Work required:
A verbatim copy of the entries is the required answer.

(Stored records)
PR #827, opened 2021-07-03
cmd/create: Mount whole host instead of its subsets

HarryMichal:
Having whole host filesystem mounted inside of a toolbox is a very handy
feature that makes the toolboxes much more complete environment and
covers systems with diverse root directories (e.g., Fedora Silverblue).

Thanks to the chnge we can drop several separate mounts which are being
handled now by mounting the whole host filesystem.

### DIFF
--- a/src/cmd/create.go
+++ b/src/cmd/create.go
@@ -265,28 +265,6 @@ func createContainer(container, image, release string, showCommandToEnter bool) 
 	logrus.Debugf("%s canonicalized to %s", currentUser.HomeDir, homeDirEvaled)
 	homeDirMountArg := homeDirEvaled + ":" + homeDirEvaled + ":rslave"
 
-	bootMountFlags := "ro"
-	isBootReadWrite, err := isPathReadWrite("/boot")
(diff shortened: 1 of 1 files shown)


src/cmd/create.go
```diff
@@ -265,28 +265,6 @@ func createContainer(container, image, release string, showCommandToEnter bool)
 	logrus.Debugf("%s canonicalized to %s", currentUser.HomeDir, homeDirEvaled)
 	homeDirMountArg := homeDirEvaled + ":" + homeDirEvaled + ":rslave"
 
-	bootMountFlags := "ro"
-	isBootReadWrite, err := isPathReadWrite("/boot")
```
debarshiray, line 269: I wonder if there are host operating systems out there where we will have to check the read/write status of `/`?

I guess it's good to keep it simple unless we know for sure. :)

debarshiray (commented):
Thanks for working on this, @HarryMichal 

I merged it after tweaking the commit message to emphasize why the *more complete environment* is useful.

Answer section:
PR #827, opened 2021-07-03
cmd/create: Mount whole host instead of its subsets

HarryMichal:
Having whole host filesystem mounted inside of a toolbox is a very handy
feature that makes the toolboxes much more complete environment and
covers systems with diverse root directories (e.g., Fedora Silverblue).

Thanks to the chnge we can drop several separate mounts which are being
handled now by mounting the whole host filesystem.

### DIFF
--- a/src/cmd/create.go
+++ b/src/cmd/create.go
@@ -265,28 +265,6 @@ func createContainer(container, image, release string, showCommandToEnter bool) 
 	logrus.Debugf("%s canonicalized to %s", currentUser.HomeDir, homeDirEvaled)
 	homeDirMountArg := homeDirEvaled + ":" + homeDirEvaled + ":rslave"
 
-	bootMountFlags := "ro"
-	isBootReadWrite, err := isPathReadWrite("/boot")
(diff shortened: 1 of 1 files shown)


src/cmd/create.go
```diff
@@ -265,28 +265,6 @@ func createContainer(container, image, release string, showCommandToEnter bool)
 	logrus.Debugf("%s canonicalized to %s", currentUser.HomeDir, homeDirEvaled)
 	homeDirMountArg := homeDirEvaled + ":" + homeDirEvaled + ":rslave"
 
-	bootMountFlags := "ro"
-	isBootReadWrite, err := isPathReadWrite("/boot")
```
debarshiray, line 269: I wonder if there are host operating systems out there where we will have to check the read/write status of `/`?

I guess it's good to keep it simple unless we know for sure. :)

debarshiray (commented):
Thanks for working on this, @HarryMichal 

I merged it after tweaking the commit message to emphasize why the *more complete environment* is useful.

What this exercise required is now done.